Excerpts from a dataset
PR #147, opened 2019-02-13
Prepare for 2.7.0: XRP integration

KhalilBellakrid:
XRP integration:

- XRP Keychian, address derivation and account creation,
- XRP API explorer and parser,
- XRP Node explorer and parser,
- Accounts synchronization,
- XRP transaction serialization and parsing,
- Tests of above features.


phaazon:
3.0.0? Do we really break anything? :/ If so, we really need to work on a non-breaking scheme for coins!

KhalilBellakrid:
@phaazon there are no breaking changes but it seemed legit to bump major vesion since we add a new coin family to libcore, but indeed we can stick to SemVer and bump only minor one ! I will change that 👍

CHANGELOG.md
```diff
@@ -17,6 +17,13 @@
 - Changed deployement process, now RCs are deployed with format `x.y.z-rc-{COMMIT_HASH}`, this will allow us
   not to always bump the versions when merging PRs and also keeping the binaries deployed to our bucket.
 
+- XRP integration:
+	- XRP Keychian, address derivation and account creation,
```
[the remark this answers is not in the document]
KhalilBellakrid: Nope, I'm already on 4 👍

core/idl/ripple/addresses.djinni
```diff
@@ -0,0 +1,33 @@
+@import "../math/big_int.djinni"
+
+RippleLikeNetworkParameters = record {
+	Identifier: string;
+	MessagePrefix: string;
+	XPUBVersion: binary;
+	AdditionalRIPs: list<string>;
```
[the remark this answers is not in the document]
KhalilBellakrid: Exactly ! Thought about it too when writing it haha 😆

core/src/api/Currency.hpp
```diff
@@ -39,21 +40,25 @@ struct Currency final {
     std::experimental::optional<BitcoinLikeNetworkParameters> bitcoinLikeNetworkParameters;
     /** Optional EthereumLikeNetworkParameters, for more details refer to EthereumLikeNetworkParameters doc */
     std::experimental::optional<EthereumLikeNetworkParameters> ethereumLikeNetworkParameters;
+    /**Optional EthereumLikeNetworkParameters, for more details refer to EthereumLikeNetworkParameters doc */
+    std::experimental::optional<RippleLikeNetworkParameters> rippleLikeNetworkParameters;
```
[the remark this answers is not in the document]
KhalilBellakrid: So for djinni generated files we only have : `std::experimental::optional` and it's the one here: `core/utils/optional.hpp`
And generally, in Libcore we use mainly `utils/Optional`, never used or seen `std::optional` from our side !

core/src/bitcoin/BitcoinLikeExtendedPublicKey.hpp
```diff
@@ -31,28 +31,30 @@
...
-        class BitcoinLikeExtendedPublicKey : public api::BitcoinLikeExtendedPublicKey {
+        using BitcoinExtendedPublicKey = AbstractExtendedPublicKey<api::BitcoinLikeNetworkParameters>;
+        class BitcoinLikeExtendedPublicKey : public BitcoinExtendedPublicKey, public api::BitcoinLikeExtendedPublicKey {
         public:
             BitcoinLikeExtendedPublicKey(const api::Currency& params,
                                          const DeterministicPublicKey& key, const DerivationPath& path = DerivationPath("m/"));
-            virtual std::shared_ptr<api::BitcoinLikeAddress> derive(const std::string &path) override;
-            virtual std::shared_ptr<BitcoinLikeExtendedPublicKey> derive(const DerivationPath& path);
+            std::shared_ptr<api::BitcoinLikeAddress> derive(const std::string &path) override;
+            std::shared_ptr<BitcoinLikeExtendedPublicKey> derive(const DerivationPath& path);
```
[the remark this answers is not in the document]
KhalilBellakrid: Hmm I don't see a reason why do that, we don't have any implicit conversion on `DerivationPath` since its string based ctor is explicit ... unless you have another argument that I missed ? 🤔

core/src/database/migrations.cpp
```diff
@@ -381,5 +381,51 @@ namespace ledger {
...
+
+            sql << "CREATE TABLE ripple_operations("
+                    "uid VARCHAR(255) PRIMARY KEY NOT NULL REFERENCES operations(uid) ON DELETE CASCADE,"
+                    "transaction_uid VARCHAR(255) NOT NULL REFERENCES ripple_transactions(transaction_uid),"
+                    "transaction_hash VARCHAR(255) NOT NULL"
+                    ")";
+        }
+        
+        template <> void rollback<6>(soci::session& sql) {
+            sql << "DROP TABLE ripple_currencies";
```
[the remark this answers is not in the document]
KhalilBellakrid: Yes good catch !

core/src/math/Base58.cpp
```diff
@@ -35,34 +35,44 @@
...
 #include <functional>
-#include <utils/hex.h>
 #include <crypto/Keccak.h>
 
 static const std::string DIGITS = "123456789ABCDEFGHJKLMNPQRSTUVWXYZabcdefghijkmnopqrstuvwxyz";
+static const std::string RIPPLE_DIGITS = "rpshnaf39wBUDNEGHJKLM4PQRST7VWXYZ2bcdeCg65jkm8oFqi1tuvAxyz";
 static const ledger::core::BigInt V_58(58);
 
-static void _encode(const ledger::core::BigInt& v, std::stringstream& ss) {
+static std::string getBase58Dictionary(const std::string &networkIdentifier) {
```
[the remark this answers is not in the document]
KhalilBellakrid: It depends how we look at it, because first it is specific to Base58 encoding so it can have it's place in this file, second if we follow same logic we should also get rid of EIP55 encoding which is specific to ETH ! 
What we can do when re-architecturing libcore is having specific implementations per coin family belonging to this family's module

core/src/math/Base58.cpp
```diff
@@ -98,35 +108,45 @@ std::string ledger::core::Base58::encodeWithEIP55(const std::string &address) {
...
+            auto digitIndex = getBase58Dictionary(networkIdentifier).find(c);
             if (digitIndex != std::string::npos) {
                 intData = (intData * V_58) + BigInt((unsigned int)digitIndex);
             } else {
                 throw Exception(api::ErrorCode::INVALID_BASE58_FORMAT, "Invalid base 58 format");
             }
         }
     }
+
+    //For XRP, hash160 is preceeded by a null byte prefix
```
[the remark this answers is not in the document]
KhalilBellakrid: So the code right above is used by BTC & ETH families but prefixing with null byte for XRP does not have same rules, so I preferred put it after for many reasons: 

- avoid introducing regressions in BTC & ETH,
- for the moment, XRP addresses never start with `1` but if it becomes, the code will still be ok, which is not the case if you put it before (not without risking introducing regs),
- To be honest, I found it also more understandable like this !

core/src/wallet/common/api_impl/OperationApi.cpp
```diff
@@ -135,6 +138,13 @@ namespace ledger {
             return std::make_shared<EthereumLikeOperation>(shared_from_this());
         }
 
+        std::shared_ptr<api::RippleLikeOperation> OperationApi::asRippleLikeOperation() {
+            if (getWalletType() != api::WalletType::RIPPLE) {
```
phaazon: This is the kind of thing the new architecture must not have: if we want to downcast (and I hope we’ll settle on another design), the fact the downcast can fail should be conveyed in the API (with a `Result` / `Option` type).

core/src/wallet/common/synchronizers/AbstractBlockchainExplorerAccountSynchronizer.h
```diff
@@ -272,9 +272,9 @@ namespace ledger {
                                             std::shared_ptr<SynchronizationBuddy> buddy) {
 
                 buddy->logger->info("SYNC BATCHES");
-                //For ethereum like wallets, one account corresponds to one ETH address,
+                //For ethereum and ripple like wallets, one account corresponds to one ETH address,
```
phaazon: […] to one ETH or XRP address, respectively

core/src/wallet/common/synchronizers/AbstractBlockchainExplorerAccountSynchronizer.h
```diff
@@ -272,9 +272,9 @@ namespace ledger {
...
                 //so ne need to discover other batches
-                auto isETHWallet = buddy->wallet->getWalletType() == api::WalletType::ETHEREUM;
+                auto hasMultipleAddresses = buddy->wallet->getWalletType() == api::WalletType::BITCOIN;
```
phaazon: I can see the complexity growing… 😨

core/src/wallet/common/synchronizers/AbstractBlockchainExplorerAccountSynchronizer.h
```diff
@@ -290,7 +290,7 @@ namespace ledger {
                     //But we may want to force sync of accounts within KEYCHAIN_OBSERVABLE_RANGE
                     auto discoveredAddresses = currentBatchIndex * buddy->halfBatchSize;
                     auto lastDiscoverableAddress = buddy->configuration->getInt(api::Configuration::KEYCHAIN_OBSERVABLE_RANGE).value_or(buddy->halfBatchSize);
-                    if (!isETHWallet && (!done || (done && hadTransactions) || lastDiscoverableAddress > discoveredAddresses)) {
+                    if (hasMultipleAddresses && (!done || (done && hadTransactions) || lastDiscoverableAddress > discoveredAddresses)) {
```
phaazon: Because you changed this line, I guess it’s time to clean it, especially according to Boole logic!

```
!done || (done && hadTransactions) == !done || hadTransactions
```

😉

core/src/wallet/currencies.hpp
```diff
@@ -71,6 +71,8 @@ namespace ledger {
             extern LIBCORE_EXPORT const api::Currency ETHEREUM;
             extern LIBCORE_EXPORT const api::Currency ETHEREUM_CLASSIC;
             extern LIBCORE_EXPORT const api::Currency ETHEREUM_ROPSTEN;
+            extern LIBCORE_EXPORT const api::Currency ETHEREUM_CLASSIC;
```
phaazon: Duplicated line, _my sir!_

core/src/wallet/pool/database/CurrenciesDatabaseHelper.cpp
```diff
@@ -182,7 +197,24 @@ void ledger::core::CurrenciesDatabaseHelper::getAllCurrencies(soci::session &sql
 
                 break;
             };
-            case api::WalletType::RIPPLE:break;
+            case api::WalletType::RIPPLE: {
+
```
phaazon: Extra empty line here.

core/src/wallet/ripple/RippleLikeAccount.cpp
```diff
@@ -0,0 +1,414 @@
...
+        }
+
+        int RippleLikeAccount::putTransaction(soci::session &sql,
+                                              const RippleLikeBlockchainExplorerTransaction &transaction) {
+            auto wallet = getWallet();
+            if (wallet == nullptr) {
+                throw Exception(api::ErrorCode::RUNTIME_ERROR, "Wallet reference is dead.");
+            }
+
+            if (transaction.block.nonEmpty())
```
phaazon: The previous `if` at line _104_ uses curly braces for a single statement; I think you should stick to this coding style and use curly braces here as well. On a more general note, I think omitting curly braces can mislead people from time to time so we should stick to using curly braces for block constructs with one-liners.

core/src/wallet/ripple/RippleLikeAccount.cpp
```diff
@@ -0,0 +1,414 @@
...
+                operation.amount = transaction.value;
+                operation.type = api::OperationType::SEND;
+                operation.refreshUid();
+                if (OperationDatabaseHelper::putOperation(sql, operation)) {
+                    emitNewOperationEvent(operation);
+                }
+                result = FLAG_NEW_TRANSACTION;
+            }
+
+            if (_accountAddress == transaction.receiver) {
```
phaazon: You could use `else if` here to prevent a non-needed branching. Also, question: what happens if none of the branches are active? Is it possible in theory? If not, then we might want to return something indicating that the transaction is ill-formed?

core/src/wallet/ripple/RippleLikeAccount.cpp
```diff
@@ -0,0 +1,414 @@
...
+
+        std::string RippleLikeAccount::getRestoreKey() {
+            return _keychain->getRestoreKey();
+        }
+
+        void RippleLikeAccount::broadcastRawTransaction(const std::vector<uint8_t> &transaction,
+                                                        const std::shared_ptr<api::StringCallback> &callback) {
+            _explorer->pushTransaction(transaction).map<std::string>(getContext(),
+                                                                     [](const String &seq) -> std::string {
+                                                                         //TODO: optimistic update
```
phaazon: I suggest to remove the TODO by transforming it into a Jira issue. :) (also, I have no idea what optimistic update is)

core/src/wallet/ripple/database/RippleLikeTransactionDatabaseHelper.cpp
```diff
@@ -0,0 +1,137 @@
...
+                tx.block = block;
+            }
+
+            return true;
+        }
+
+        bool RippleLikeTransactionDatabaseHelper::transactionExists(soci::session &sql,
+                                                                    const std::string &rippleTxUid) {
+            int32_t count = 0;
+            sql << "SELECT COUNT(*) FROM ripple_transactions WHERE transaction_uid = :rippleTxUid", use(rippleTxUid), into(
```
phaazon: While this is technically correct, the performance of this call will depend on the RDBMS’ optimizer (and in the case of SQLite… 🙄). What you could do is simply `SELECT 1` and check if the return result-set is empty or not.

core/src/wallet/ripple/explorers/ApiRippleLikeBlockchainExplorer.cpp
```diff
@@ -0,0 +1,175 @@
...
+        Future<String>
+        ApiRippleLikeBlockchainExplorer::pushLedgerApiTransaction(const std::vector<uint8_t> &transaction) {
+            throw make_exception(api::ErrorCode::MISSING_DERIVATION, "Missing implementation of pushTransaction method for Ripple API");
+        }
+
+        Future<std::shared_ptr<BigInt>>
+        ApiRippleLikeBlockchainExplorer::getBalance(const std::vector<RippleLikeKeychain::Address> &addresses) {
+
+            if (addresses.size() != 1) {
+                throw make_exception(api::ErrorCode::INVALID_ARGUMENT, "ApiRippleLikeBlockchainExplorer::getBalance can called only with one address");
```
phaazon: There’s a missing verb in that sentence! 😋 . Maybe change the error message to `"[…] can only be called with […]"`.

core/src/wallet/ripple/explorers/NodeRippleLikeBlockchainExplorer.cpp
```diff
@@ -0,0 +1,282 @@
...
+                DedicatedContext(context),
+                RippleLikeBlockchainExplorer(configuration, {api::Configuration::BLOCKCHAIN_EXPLORER_API_ENDPOINT}) {
+            _http = http;
+            _parameters = parameters;
+        }
+
+
+        Future<std::shared_ptr<BigInt>>
+        NodeRippleLikeBlockchainExplorer::getBalance(const std::vector<RippleLikeKeychain::Address> &addresses) {
+            //TODO: multiple accounts balances ?
```
phaazon: What do you mean?

core/src/wallet/ripple/explorers/NodeRippleLikeBlockchainExplorer.cpp
```diff
@@ -0,0 +1,282 @@
...
+                                     "Can only get transactions for 1 address from Ripple Node, but got {} addresses", addresses.size());
+            }
+            NodeRippleLikeBodyRequest bodyRequest;
+            bodyRequest.setMethod("account_tx");
+            bodyRequest.pushParameter("account", addresses[0]);
+            auto requestBody = bodyRequest.getString();
+            return _http->POST("", std::vector<uint8_t>(requestBody.begin(), requestBody.end()))
+                    .template json<TransactionsBulk, Exception>(
+                            LedgerApiParser<TransactionsBulk, RippleLikeTransactionsBulkParser>())
+                    .
```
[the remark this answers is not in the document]
phaazon: WTF happened here? 😆

core/src/wallet/ripple/explorers/NodeRippleLikeBlockchainExplorer.cpp
```diff
@@ -0,0 +1,282 @@
...
+        }
+
+        FuturePtr<Block> NodeRippleLikeBlockchainExplorer::getCurrentBlock() const {
+            NodeRippleLikeBodyRequest bodyRequest;
+            bodyRequest.setMethod("ledger");
+            bodyRequest.pushParameter("ledger_index", std::string("validated"));
+            auto requestBody = bodyRequest.getString();
+            return _http->POST("", std::vector<uint8_t>(requestBody.begin(), requestBody.end()))
+                    .template json<Block, Exception>(LedgerApiParser<Block, RippleLikeBlockParser>())
+                    .
```
phaazon: Ditto!

core/src/wallet/ripple/explorers/NodeRippleLikeBlockchainExplorer.cpp
```diff
@@ -0,0 +1,282 @@
...
+                            template mapPtr<Block>(getExplorerContext(),
+                                                   [](const Either<Exception, std::shared_ptr<Block>> &result) {
```
phaazon: I like that pattern, and that’s just `Result::unwrap()` in Rust (on a left, it panics, which is somewhat the same as an exception, but we don’t like exceptions in Rust). Maybe we can add that to `Either` and use it here? :)

core/src/wallet/ripple/explorers/NodeRippleLikeBlockchainExplorer.h
```diff
@@ -0,0 +1,172 @@
...
+            NodeRippleLikeBodyRequest() {
+                //Document should be defined as object
+                _document.SetObject();
+                _params = rapidjson::Value(rapidjson::kObjectType);
+                //_params.
+            };
+
+            NodeRippleLikeBodyRequest &setMethod(const std::string &method) {
+                //When setting method always clear everything
+                //_document.Clear();
```
phaazon: Maybe it’s a forgotten line? If not, I think you should remove it.

core/src/wallet/ripple/explorers/NodeRippleLikeBlockchainExplorer.h
```diff
@@ -0,0 +1,172 @@
...
+                vParam.SetInt64(value);
+                _params.AddMember(vKeyParam, vParam, allocator);
+                return *this;
+            };
+
+            std::string getString() {
+                rapidjson::Document::AllocatorType &allocator = _document.GetAllocator();
+                rapidjson::Value container(rapidjson::kArrayType);
+                container.PushBack(_params, allocator);
+                //container.AddMember();
```
phaazon: Ditto.

core/src/math/Base58.cpp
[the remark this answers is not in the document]
KhalilBellakrid: And where this function would live ? In same file ?

core/src/ripple/RippleLikeExtendedPublicKey.cpp
```diff
@@ -0,0 +1,97 @@
...
+            return std::make_shared<RippleLikeExtendedPublicKey>(currency, k, p);
+        }
+
+        std::shared_ptr<RippleLikeExtendedPublicKey>
+        RippleLikeExtendedPublicKey::fromBase58(const api::Currency& currency,
+                                                  const std::string& xpubBase58,
+                                                  const Option<std::string>& path) {
+            auto& params = currency.rippleLikeNetworkParameters.value();
+            DeterministicPublicKey k = RippleExtendedPublicKey::fromBase58(currency, params, xpubBase58, path);
+            return std::make_shared<ledger::core::RippleLikeExtendedPublicKey>(currency, k, DerivationPath(path.getValueOr("m")));
```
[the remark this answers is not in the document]
KhalilBellakrid: Hmm it's standard BIPs, no magic, but I will put something for it

core/src/wallet/common/api_impl/OperationApi.cpp
KhalilBellakrid: Yes it would be better having a `Result` type

core/src/math/Base58.cpp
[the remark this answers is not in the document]
phaazon: Ok, after a live discussion, I got why you did that. LGTM for me then.

core/src/wallet/common/synchronizers/AbstractBlockchainExplorerAccountSynchronizer.h
KhalilBellakrid: Why not 👍

core/src/wallet/common/synchronizers/AbstractBlockchainExplorerAccountSynchronizer.h
KhalilBellakrid: Actually, it's the opposite, we have networks/blockchains that will support multiple addresses/account (like UTXO based ones) and others having 1 address/account (like XRP, ETH etc..)

core/src/wallet/common/synchronizers/AbstractBlockchainExplorerAccountSynchronizer.h
KhalilBellakrid: It should explicitly stay like it is because it is straightforward to understand each condition which leads to trigger the next synchro.

core/src/wallet/currencies.hpp
KhalilBellakrid: Ouuuuh nice catch good sir ! 🙇

core/src/wallet/ripple/RippleLikeAccount.cpp
KhalilBellakrid: This is done in purpose, you can go through both branches (you send to yourself) or none of them (if transaction does not belong to you)

core/src/wallet/ripple/RippleLikeAccount.cpp
KhalilBellakrid: I created JIRA task, but I leave the comment (don't forget that we are open source :trollface: )

core/src/wallet/ripple/database/RippleLikeTransactionDatabaseHelper.cpp
KhalilBellakrid: Hmm not really sure about that, first `SELECT 1` will expand column list and then pull all data, second if we are talking about `COUNT(*)` and `COUNT(1)` there is no difference in term of performance, this assumption might be true in old RDBMS

core/src/wallet/ripple/explorers/NodeRippleLikeBlockchainExplorer.cpp
KhalilBellakrid: I removed it, those were thoughts at the beginning of implementation :trollface:

core/src/wallet/ripple/explorers/NodeRippleLikeBlockchainExplorer.cpp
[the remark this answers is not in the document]
KhalilBellakrid: Oh god damn it ! I think I used Clion's code formatter and he f***ed up everything 😆

core/src/wallet/ripple/explorers/NodeRippleLikeBlockchainExplorer.cpp
KhalilBellakrid: Great idea !

core/src/database/migrations.cpp
```diff
@@ -381,5 +381,51 @@ namespace ledger {
             // ETH currencies
             sql << "DROP TABLE ethereum_currencies";
         }
+
+        template <> void migrate<6>(soci::session& sql) {
+
+            sql << "CREATE TABLE ripple_currencies("
+                    "name VARCHAR(255) PRIMARY KEY NOT NULL REFERENCES currencies(name) ON DELETE CASCADE ON UPDATE CASCADE,"
+                    "identifier VARCHAR(255) NOT NULL,"
+                    "xpub_version VARACHAR(255) NOT NULL,"
```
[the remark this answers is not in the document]
KhalilBellakrid: Haha it is back again :trollface:

core/idl/wallet/common/currency.djinni
```diff
@@ -42,4 +43,6 @@ Currency = record {
     bitcoinLikeNetworkParameters: optional<BitcoinLikeNetworkParameters>;
     # Optional EthereumLikeNetworkParameters, for more details refer to EthereumLikeNetworkParameters doc
     ethereumLikeNetworkParameters: optional<EthereumLikeNetworkParameters>;
+    #Optional EthereumLikeNetworkParameters, for more details refer to EthereumLikeNetworkParameters doc
```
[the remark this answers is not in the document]
KhalilBellakrid: Good catch !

What you have to do
Could you count how many lines in the records contain the word "really"? Only the number is needed.

Solution for this problem
2